I never expected to see a Hollywood movie celebrating an achievement of the Carter Administration. Not ever. There’s been some criticism online about the portrayal of Iranian protests. I was more surprised by the context this film actually provides for those protests–showing the flawed American foreign policy in Iran that led to the overthrow of the Shah.

4. Patience (After Sebald)

This film is magical. I don’t want to spoil the pleasure of watching this gem by describing it. It’s based on W.G. Sebald’s The Rings of Saturn.This is how a literary adaptation should be done–capture the spirit of the writing without being literal.
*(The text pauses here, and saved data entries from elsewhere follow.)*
PR #1298, opened 2025-08-26
refactor(jstz_node): implement shutdown for log service

ryutamago:
# Context

# Description

# Manually testing the PR


crates/jstz_node/src/lib.rs
```diff
@@ -199,8 +196,7 @@ pub async fn run(options: RunOptions) -> Result<()> {
     let listener = TcpListener::bind(format!("{addr}:{port}")).await?;
     axum::serve(listener, router).await?;
 
-    cancellation_token.cancel();
-    tail_file_handle.await.unwrap()?;
+    log_service_handle.shutdown().await?;
```
ryutamago, line 199: I don't think we need to propagate the error to the parent like we do for storage sync as long as we print out the error - wdyt about implementing `AsyncDrop` instead of calling the shutdown ? @huancheng-trili

huancheng-trili:
Why does this need to be done now?

ryutamago:
> Why does this need to be done now?

It doesn't have to be done now specifically but since I was looking at the cleanup logic of jstz node, I cleaned it up.

crates/jstz_node/src/lib.rs
huancheng-trili: This log service will be obsolete soon anyway so I don't think this needs to be further refined.

ryutamago: Ok I won't furthur refactor - since this is done can we still merge this branch?

huancheng-trili (approved):

PR #1299, opened 2025-08-26
chore(octez): upgrade octez version to v23.0

zcabter:
# Context

NL has archived the v22 octez binaries from their package repository and now support v23 instead. This means we must reflect the version bump in our release software and should also use the same version in our dev environment.

Closes https://linear.app/tezos/issue/JSTZ-897/bump-octez-to-v23 

# Description
* Bump version in docker
* Bump version in nix and `nix flake lock --update-input octezPackages` to update local store
* Re-generated the octez nix patches
* Removed Quebec, added Seoul protocol
* Rollup wasm debugger is no longer an octez executable output and we don't use it anyway.. so removed from `OCTEZ_EXECUTABLES`

# Manually testing the PR
`make` and CI passes

Tested manually with get-tez


crates/octez/resources/protocol_parameters/sandbox/PtSeouLouXkxhg39oWzjxDWaCydNfR3RxCUrNe4Q9Ro8BTehcbh
```diff
@@ -0,0 +1,141 @@
+{
+  "consensus_rights_delay": 2,
+  "blocks_preservation_cycles": 1,
+  "delegate_parameters_activation_delay": 2,
+  "tolerated_inactivity_period": 2,
+  "blocks_per_cycle": 900,
```
ryutamago, line 6: in the previous settings, this was 8. Does jstzd locally work well with this settings?

PR #1316, opened 2025-09-09
feat(sequencer): use sequential stream in inbox monitor

ryutamago:
# Context

Part of: [JSTZ-574](https://linear.app/tezos/issue/JSTZ-622/handle-retrial-when-stream-connection-is-lost)

# Description

* Integrated the sequential stream to the inbox monitor process. The `process_inbox_messages` function now parse the inbox messages, push them to the queue and save the block level as `checkpoint`. In case of io error on saving the checkpoint (which is less likely to happen as we are writng to a file) It keeps retrying until the checkpoint is saved. 
* Removed prints statements from the sequential block stream.
* The`retry_expo_retries_and_succeeds` test was being flaky so I fixed it by changing the initial delay

Note that a temp file is used for now for in the sequencer as the checkpoint store. The sequencer's behavior stays the same and will not be resumable. We can revisit this later when working on persisting the sequencer's state / reliability.

# Manually testing the PR

Added unit tests

### DIFF
--- a/crates/jstz_node/src/lib.rs
+++ b/crates/jstz_node/src/lib.rs
@@ -156,10 +156,14 @@ pub async fn run(
         RunMode::Default => None,
     };
 
+    // TODO: make checkpoint path configurable
+    // https://linear.app/tezos/issue/JSTZ-912/make-inbox-checkpoint-file-configurable
+    let _checkpoint = NamedTempFile::new()?;
     let _monitor: Option<Monitor> = match mode {
         #[cfg(not(test))]
         RunMode::Sequencer { .. } => {
-            Some(inbox::spawn_monitor(rollup_endpoint, queue.clone()).await?)
+            let path = _checkpoint.path().to_path_buf();
+            Some(inbox::spawn_monitor(rollup_endpoint, queue.clone(), path).await?)
         }
         #[cfg(test)]
         RunMode::Sequencer { .. } => None,
--- a/crates/jstz_node/src/sequencer/inbox/mod.rs
+++ b/crates/jstz_node/src/sequencer/inbox/mod.rs
@@ -1,11 +1,14 @@
-#![allow(unused_variables)]
-#![allow(unreachable_code)]
+use crate::sequencer::inbox::store::{CheckpointStore, FileCheckpointStore};
+use crate::sequencer::inbox::stream::{
+    Error, PendingBlock, SequentialBlockStream, StreamFactory,
+};
 use crate::sequencer::queue::{OperationQueue, WrappedOperation};
 use crate::sequencer::runtime::{JSTZ_ROLLUP_ADDRESS, TICKETER};
 use anyhow::Result;
 use api::BlockResponse;
 use async_dropper_simple::AsyncDrop;
 use async_trait::async_trait;
+use futures_util::{StreamExt, TryStreamExt};
 use jstz_core::host::WriteDebug;
 use jstz_kernel::inbox::parse_inbox_message_hex;
 use jstz_proto::operation::internal::InboxId;
@@ -13,13 +16,13 @@ use jstz_proto::BlockLevel;
 use log::{debug, error};
 use std::collections::VecDeque;
 use std::future::Future;
+use std::path::PathBuf;
 use std::sync::{Arc, RwLock};
 use std::time::Duration;
 use tezos_crypto_rs::hash::{ContractKt1Hash, SmartRollupHash};
 use tokio::{select, task::JoinHandle};
 use tokio_retry2::strategy::ExponentialFactorBackoff;
 use tokio_retry2::{Retry, RetryError};
-use tokio_stream::StreamExt;
 use tokio_util::sync::CancellationToken;
 
 pub mod api;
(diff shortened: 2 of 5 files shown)


crates/jstz_node/src/sequencer/inbox/mod.rs
```diff
@@ -105,19 +102,49 @@ pub async fn spawn_monitor<
...
+                // Save as checkpoint once the last op is pushed to the queue
+                (true, true) => block.commit().await.is_ok(),
+                // continue on with the next op
+                (true, false) => true,
+                // Push the op to the queue and save as checkpoint
+                (false, true) => {
+                    queued = push(&op);
+                    queued && block.commit().await.is_ok()
+                }
+                (false, false) => push(&op),
```
zcabter, line 145: Why is this line not `queued = push(&op);`?

crates/jstz_node/src/sequencer/inbox/mod.rs
```diff
@@ -105,19 +102,49 @@ pub async fn spawn_monitor<
...
+            };
+            if exit {
                 break;
             }
             tokio::time::sleep(Duration::from_millis(100)).await;
```
zcabter, line 150: What is this sleep for btw?

crates/jstz_node/src/sequencer/inbox/stream.rs
```diff
@@ -166,8 +166,7 @@ where
     fn poll_next(self: Pin<&mut Self>, cx: &mut Context<'_>) -> Poll<Option<Self::Item>> {
         let mut this = self.project();
         loop {
-            println!("[poll_next] starting loop");
-            let store = this.store.clone();
+            let _store = this.store.clone();
```
zcabter, line 169: If unused, can remove?

crates/jstz_node/src/lib.rs
```diff
@@ -148,10 +148,13 @@ pub async fn run(
         RunMode::Default => None,
     };
 
+    // TODO: make checkpoint path configurable
```
zcabter, line 151: Track with linear please

crates/jstz_node/src/lib.rs
```diff
@@ -148,10 +148,13 @@ pub async fn run(
...
+    let _checkpoint = NamedTempFile::new()?;
     let _monitor: Option<Monitor> = match mode {
         #[cfg(not(test))]
         RunMode::Sequencer { .. } => {
-            Some(inbox::spawn_monitor(rollup_endpoint, queue.clone()).await?)
+            let path = _checkpoint.path().to_path_buf();
```
zcabter, line 156:
```suggestion
            let path = checkpoint.path().to_path_buf();
```

crates/jstz_node/src/sequencer/inbox/mod.rs
ryutamago: push returns a boolean, if true the loop is exited and will move on to the next op if false, it will keep coming back to this branch to try push

crates/jstz_node/src/sequencer/inbox/mod.rs
ryutamago: just to give it a time to wait

crates/jstz_node/src/lib.rs
```diff
@@ -148,10 +148,13 @@ pub async fn run(
         RunMode::Default => None,
     };
 
+    // TODO: make checkpoint path configurable
+    let _checkpoint = NamedTempFile::new()?;
```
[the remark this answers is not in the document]
zcabter: Could checkpoint file creation be moved to the code block on line 157?

crates/jstz_node/src/sequencer/inbox/mod.rs
```diff
@@ -105,15 +102,31 @@ pub async fn spawn_monitor<
...
     queue: Arc<RwLock<OperationQueue>>,
     ticketer: &ContractKt1Hash,
     jstz: &SmartRollupHash,
 ) {
-    let mut ops = parse_inbox_messages(block_level, block_content, ticketer, jstz);
+    let mut ops = parse_inbox_messages(block.level(), block_content, ticketer, jstz);
+
     while let Some(op) = ops.pop_front() {
         loop {
             let success = queue.write().is_ok_and(|mut q| q.insert_ref(&op).is_ok());
```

Patience (After Sebald) trailer

Patience_(after Sebald)

3. Wuthering Heights

Andrea Arnold has directed the definitive adaptation of the Emily Brontë novel as far as I’m concerned. The opening shot of a branch tapping at a window evokes the ghostly opening of the novel without literally filming it. Similiarly, Arnold shows us what the moors must have felt and looked like to Cathy and Heathcliff. No other film has done that for me.

wuthering heights

2. This Is Not a Film

Iranian director Jafar Panahi has been banned from making movies by the government of Iran. So he made this “non-film” with a friend and shot parts with an iPhone. His enormous talent as a filmmaker and his love of cinema come through in the scenes where he describes the artistic choices he made in his other movies. Talk about a master class! And his scenes with the young garbage collector in his building create a character portrait as vivid as in a drama.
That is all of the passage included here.